Em situações mais graves podem surgir “auto lesões, começar com uma depressão” ou até surgir uma “intenção suicida”.

“Na adolescência já é demasiado tarde para se falar disso”

A prevenção continua a ser uma das melhores formas de proteger as crianças. Este é um papel que cabe aos pais, mas também pode passar pela educação nas escolas e por campanhas de alerta.

De uma coisa, Alexandra Anciães, não tem dúvidas: “A sexualidade. Na adolescência já é demasiado tarde para se falar disso. Tem que se começar a falar quando as crianças têm três ou quatro anos”. Sendo que há formas mais eficazes de abordar o tema consoante a idade.

Aquilo que nós sabemos é que as crianças para quem a sexualidade não é um tabu, que sabem o que é um bom e um mau segredo” serão crianças que mais facilmente “relatam” as situações.
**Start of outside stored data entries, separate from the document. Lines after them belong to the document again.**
PR #2835, opened 2019-02-12
SDFID-357 make login overridable

pablopunk:
To allow the login modal to be overriden by templateCache

Required by https://github.com/superdesk/superdesk-fi/pull/234

### DIFF
--- a/scripts/core/auth/login-modal-directive.ts
+++ b/scripts/core/auth/login-modal-directive.ts
@@ -16,7 +16,7 @@ angular.module('superdesk.core.auth.login', []).directive('sdLoginModal', [
     function(session, auth, features, config, deployConfig, usersService, notify, $route) {
         return {
             replace: true,
-            template: require('./login-modal.html'),
+            templateUrl: 'scripts/core/auth/login-modal.html',
             link: function(scope, element, attrs) {
                 scope.features = features;
                 scope.changePassword = false;
--- a/scripts/core/auth/login-modal-directive.ts
+++ b/scripts/core/auth/login-modal-directive.ts
@@ -16,6 +16,7 @@ angular.module('superdesk.core.auth.login', []).directive('sdLoginModal', [
     function(session, auth, features, config, deployConfig, usersService, notify, $route) {
         return {
             replace: true,
+            // login template can be overriden (like on superdesk-fi)
             templateUrl: 'scripts/core/auth/login-modal.html',
             link: function(scope, element, attrs) {
                 scope.features = features;


scripts/core/auth/login-modal-directive.ts
```diff
@@ -16,7 +16,7 @@ angular.module('superdesk.core.auth.login', []).directive('sdLoginModal', [
     function(session, auth, features, config, deployConfig, usersService, notify, $route) {
         return {
             replace: true,
-            template: require('./login-modal.html'),
+            templateUrl: 'scripts/core/auth/login-modal.html',
```
tomaskikutis: I'd like the value to be received from our extensibility/plugin system, but since we don't have one yet, I think it's best to add this to `superdesk.config.js`.

pablopunk: What would you put inside config? The path to the template?

tomaskikutis: yep. `loginTemplateUrl: 'scripts/core/auth/login-modal.html'`

pablopunk: I don't know if it would be a good idea to start declaring template paths on config. And if it is I would rather not put it in the core. just on client repos. So it would be `templateUrl: config.templateUrl || 'scripts/core...'`

tomaskikutis: As we don't have an extension system, I don't see a better place than the config. It makes it obvious that this part is extensible which wouldn't be clear otherwise.

petrjasek: makes sense to make it explicit

pablopunk: @petrjasek in the code or in the config file?

Anyway, I tried the config option and it's not working because even if I put the path there, this directive won't find the path on the outter repo

tomaskikutis: If it doesn't find the path, you can pass the entire template string instead by using `template` instead `templateUrl` in the directive.

pablopunk: @tomaskikutis template doesn't find the path either as it needs a `require()`

tomaskikutis: How about using `require` in the config?
`loginTemplate: require('scripts/core/auth/login-modal.html')`

pablopunk: @tomaskikutis doesn't work because Grunt fails to start: `SyntaxError: Unexpected token <` it's probably trying to load the html as a module and of course it fails

tomaskikutis: Keep it as is then and add a comment that the path is overwritten in fi repo.

PR #2837, opened 2019-02-14
fix(photo-editor): Fixed bugs with media fields and media editor

pavlovicnemanja:
- SDESK-3736 - can't access and edit metadata for video or audio in media_gallery
- SDESK-3380 - error is thrown on sending correction for an item containing images with adjusted brightness in custom media field
- SDANSA-225 - Photo editing bug

### DIFF
--- a/scripts/apps/authoring/authoring/directives/ArticleEditDirective.js
+++ b/scripts/apps/authoring/authoring/directives/ArticleEditDirective.js
@@ -281,14 +281,16 @@ export function ArticleEditDirective(
                  * @description Opens the Change Image Controller to modify the image metadata.
                  */
                 scope.editMedia = (defaultTab = 'view') => {
-                    let hideTabs = [];
+                    let showTabs = [];
 
                     scope.mediaLoading = true;
 
-                    if (scope.item.type === 'video' || scope.item.type === 'audio') {
-                        hideTabs = ['image-edit', 'crop'];
-                    } else if (!scope.metadata.crop_sizes) {
-                        hideTabs = ['crop'];
+                    if (scope.item.type === 'picture' && scope.metadata.crop_sizes) {
+                        showTabs = ['view', 'image-edit', 'crop'];
+                    } else if (scope.item.type === 'picture' && !scope.metadata.crop_sizes) {
+                        showTabs = ['view', 'image-edit'];
+                    } else {
+                        showTabs = ['view'];
                     }
 
                     return renditions.crop(
@@ -298,7 +300,7 @@ export function ArticleEditDirective(
                             editable: true,
                             isAssociated: false,
                             defaultTab: defaultTab,
-                            hideTabs: hideTabs,
+                            tabs: showTabs,
                             showMetadata: true,
                         }
                     )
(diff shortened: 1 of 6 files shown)


scripts/apps/authoring/authoring/directives/ArticleEditDirective.js
```diff
@@ -280,17 +280,25 @@ export function ArticleEditDirective(
...
                  * @description Opens the Change Image Controller to modify the image metadata.
                  */
-                scope.editMedia = (defaultTab = 'view', hideTabs = []) => {
+                scope.editMedia = (defaultTab = 'view') => {
+                    let hideTabs = [];
+
                     scope.mediaLoading = true;
 
+                    if (scope.item.type === 'video' || scope.item.type === 'audio') {
+                        hideTabs = ['image-edit', 'crop'];
```
tomaskikutis: Use direct checks:
```
if (scope.item.type === 'image') {
    showTabs = ['image-edit', 'crop']
```

When using negative checks, future changes break stuff easily. If I added a new type say 'powerpoint slides' cropping and image-edit would enable automatically which wouldn't be the case if using direct checks.

scripts/apps/authoring/authoring/directives/ArticleEditDirective.js
```diff
@@ -280,17 +280,27 @@ export function ArticleEditDirective(
...
                  */
-                scope.editMedia = (defaultTab = 'view', hideTabs = []) => {
+                scope.editMedia = (defaultTab = 'view') => {
+                    let showTabs = [];
+
                     scope.mediaLoading = true;
 
+                    if (scope.item.type === 'picture') {
+                        showTabs = ['view', 'image-edit', 'crop'];
+                    } else if (scope.item.type === 'picture' && !scope.metadata.crop_sizes) {
```
ioanpocol: This branch will be never reached

scripts/apps/authoring/authoring/services/AuthoringService.js
```diff
@@ -230,6 +230,11 @@ export function AuthoringService($q, $location, api, lock, autosave, confirm, pr
     this.publish = function publish(orig, diff, action = 'publish') {
         let extDiff = helpers.extendItem({}, diff);
 
+        // if current document is image and it has been changed on 'media edit' we have to update the etag
+        if (orig.type === 'picture') {
```
tomaskikutis: Why is this conditional? Shouldn't etag work the same for every type?

pavlovicnemanja: because differentiation of etags can be only if there is some change on image with media editor. You can't change brightness and contrast on video (for now) and audio files

tomaskikutis: If I understand correctly it would work fine even without the conditional. It's only that other types of files can't take advantage of it yet. Could you remove the conditional and add a comment describing the case when it's necessary?

pavlovicnemanja: here you are

pavlovicnemanja: I needed to add check if etag exists on diff, because there are some cases that etag is not send through diff.

PR #2839, opened 2019-02-15
[SDESK-3915] Allow clearing the publish schedule on save and publish

marwoodandrew:


marwoodandrew:
depends on superdesk/superdesk-core#1534

PR #2841, opened 2019-02-18
fix(monitoring): avoid click action on double click

petrjasek:
SDESK-3931

### DIFF
--- a/scripts/apps/search/components/Item.tsx
+++ b/scripts/apps/search/components/Item.tsx
@@ -68,7 +68,7 @@ export class Item extends React.Component<IProps, IState> {
 
     readonly state = {hover: false, actioning: false, isActionMenuOpen: false, showNested: false};
 
-    clickTimeout: NodeJS.Timeout;
+    clickTimeout: number;
 
     constructor(props) {
         super(props);
@@ -140,7 +140,7 @@ export class Item extends React.Component<IProps, IState> {
     select(event) {
         if (!this.props.item.gone && !this.clickTimeout) {
             event.persist(); // make event available in timeout callback
-            this.clickTimeout = setTimeout(() => {
+            this.clickTimeout = window.setTimeout(() => {
                 this.clickTimeout = null;
                 this.props.onSelect(this.props.item, event);
             }, CLICK_TIMEOUT);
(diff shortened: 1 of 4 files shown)


scripts/apps/search/components/Item.tsx
```diff
@@ -134,8 +138,14 @@ export class Item extends React.Component<IProps, IState> {
     }
 
     select(event) {
-        if (!this.props.item.gone) {
-            this.props.onSelect(this.props.item, event);
+        const {$timeout} = this.props.svc;
```
tomaskikutis: Why are you using $timeout in a React component? Doesn't `setTimeout` work?

scripts/apps/search/components/Item.tsx
```diff
@@ -134,8 +138,14 @@ export class Item extends React.Component<IProps, IState> {
...
+
+        if (!this.props.item.gone && !this.clickTimeout) {
```
tomaskikutis: What is `item.gone`?

scripts/apps/search/components/Item.tsx
petrjasek: because protractor knows it should wait for $timeouts

scripts/apps/search/components/Item.tsx
tomaskikutis: Shouldn't the React component unmount if it's spiked/sent to another stage?

petrjasek: it's visible but grayed out so other users can see that the item was there but is not there anymore

scripts/apps/search/components/Item.tsx
tomaskikutis: Can you tell him about `setTimeout` too? :D Jokes aside, you can wait for an element in tests. The code shouldn't be coupled with test frameworks. Good locators should be all that's needed.

scripts/apps/search/components/Item.tsx
tomaskikutis: Got it.

scripts/apps/search/components/Item.tsx
tomaskikutis: Can you replace it with `setTimeout` and make the test wait for the element?

PR #2842, opened 2019-02-19
fixed: the Save button gets activated but the item is not added to me…

GyanP:
…dia_gallery due to count limitation (SDESK-3964)

### DIFF
--- a/scripts/apps/authoring/authoring/directives/ItemCarouselDirective.js
+++ b/scripts/apps/authoring/authoring/directives/ItemCarouselDirective.js
@@ -30,6 +30,7 @@ export function ItemCarouselDirective($timeout, notify) {
             save: '&',
             onchange: '&',
             maxUploads: '=',
+            field: '=',
         },
         transclude: true,
         templateUrl: 'scripts/apps/authoring/views/item-carousel.html',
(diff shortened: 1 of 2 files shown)


scripts/apps/authoring/authoring/directives/ItemCarouselDirective.js
```diff
@@ -129,6 +130,33 @@ export function ItemCarouselDirective($timeout, notify) {
...
+                        notify.error(
+                            gettext(
+                                'Media item was not added, because the field reached the limit of allowed media items.'
+                            )
+                        );
+                        return;
+                    }
+
+                    if (itemAlreadyAddedAsMediaGallery) {
+                        notify.error('This item is already added as media gallery.');
```
petrjasek: what about adding only missing files and not just stopping?

petrjasek: it would make sense to show some warning if all files were added already and there is no file left

GyanP: > what about adding only missing files and not just stopping?

sorry, I didn't get you.

petrjasek: my bad, didn't realise it deals with only 1 file, you can ignore those comments

GyanP: > it would make sense to show some warning if all files were added already and there is no file left

@petrjasek you mean something like this?
related_media

petrjasek: you can ignore my comments, I didn't realise it's only handling one file at a time

PR #2843, opened 2019-02-20
fix(macro): Fix the apply of macros for editor2 (SDESK-4002)

ioanpocol:


scripts/apps/authoring/macros/macros.js
```diff
@@ -191,6 +191,7 @@ function MacrosController($scope, macros, desks, autosave, $rootScope, storage,
             }
 
             if (isEditor3 || res.diff == null) {
+                $rootScope.macro_dirty = true;
```
ioanpocol: @petrjasek 
Any idea how to set dirty for the current item?

petrjasek: what about `$scope.autosave()` ?

ioanpocol: Nemanja proposed first a more generic solution to use broadcast.
Please review it.

petrjasek: imo using autosave like all other components is better

ioanpocol: OK, it is better autosave then. Please review again.

scripts/apps/authoring/authoring/directives/AuthoringTopbarDirective.ts
```diff
@@ -26,6 +26,7 @@ export function AuthoringTopbarDirective(TranslationService, privileges, authori
             scope.saveTopbar = function() {
                 scope.saveDisabled = true;
                 return scope.save(scope.item)
+                    .then((item) => angular.extend(scope.item, item))
```
petrjasek: why is this needed here?

ioanpocol: to be sure that after save the item has the same value as origItem

petrjasek: shouldn't it be part of that `scope.save` method then?

ioanpocol: OK, moved on save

Precisam de ter noção do que são “as partes privadas e que as partes privadas são delas, que ninguém tem o direito de poder mexer nelas e, portanto, de as deixar desconfortáveis, mesmo que seja um cuidador”. E considerando que muitas vezes o agressor sexual faz parte da família ou é próximo, as crianças também devem ter pessoas de referência, “alguém de confiança com quem falar sobre estas questões”.

Há outros dois pontos essenciais para esta especialista: “É essencial não por em causa a criança. Acreditar. Isso é fundamental”. Se isso não acontecer é possível que a criança se feche cada vez mais e nunca mais voltar a falar desses temas”. E, além, disso, “apresentar queixa na Polícia Judiciária”.

Para ajudar os pais a lidarem com esta era digital, a própria Ordem dos psicólogos disponibiliza um documento, com explicações e até dicas.

Mais e melhores capacidades digitais para pais

Rosário Farmhouse, presidente da Comissão Nacional de Promoção dos Direitos e Proteção das Crianças e Jovens (CNPDPCJ) assume à CNN Portugal que, desde o início, esta foi uma preocupação da Comissão. “Desde o inicio da pandemia, começámos a criar dicas para os pais e para as crianças estarem atentos a possíveis fenómenos de abusos online”, diz.

Apesar destes casos raramente passarem pelas Comissões de Proteção de Menores, os relatos foram chegando: “A comissão nacional foi sentindo este aumento e a preocupação foi também crescendo, mas não temos dados concretos”, explica.

“Soubemos de vários testemunhos. Por exemplo, alguns com crianças pequeninas, que os pais entravam no quarto e viam que se estavam a despir para a câmara”.

Além da prevenção, Rosário Farmhouse considera essencial que os pais, tenham mais capacidades digitais: “O perigo do abuso online é muito invisível. Os próprios pais ou cuidadores, é sabido que têm menos competências digitais que as crianças hoje em dia, por isso também não estão atentos aos eventuais perigos”.

Mas as crianças não podem ser esquecidas e também devem aprender a se defender online, na sua opinião: “competências básicas deviam ser dadas a todos. Crianças e adultos”. E porque esta é uma ameaça que não bate à porta antes de entrar, deixa um alerta.

Todos somos poucos, porque estamos a combater um inimigo que é bastante invisível, que entra em qualquer cantinho de uma casa, sem se dar por isso. Aqui as grandes empresas poderiam ajudar. Criando, eventualmente, algoritmos, detetar determinadas palavras. Pode-se tentar criar ferramentas usando a própria internet”.

A presidente da Comissão Nacional de Promoção dos Direitos e Proteção das Crianças e Jovens também considera que é muito importante os adultos acreditarem nas crianças e que, infelizmente, isso nem sempre acontece, o que leva os menores a não falarem.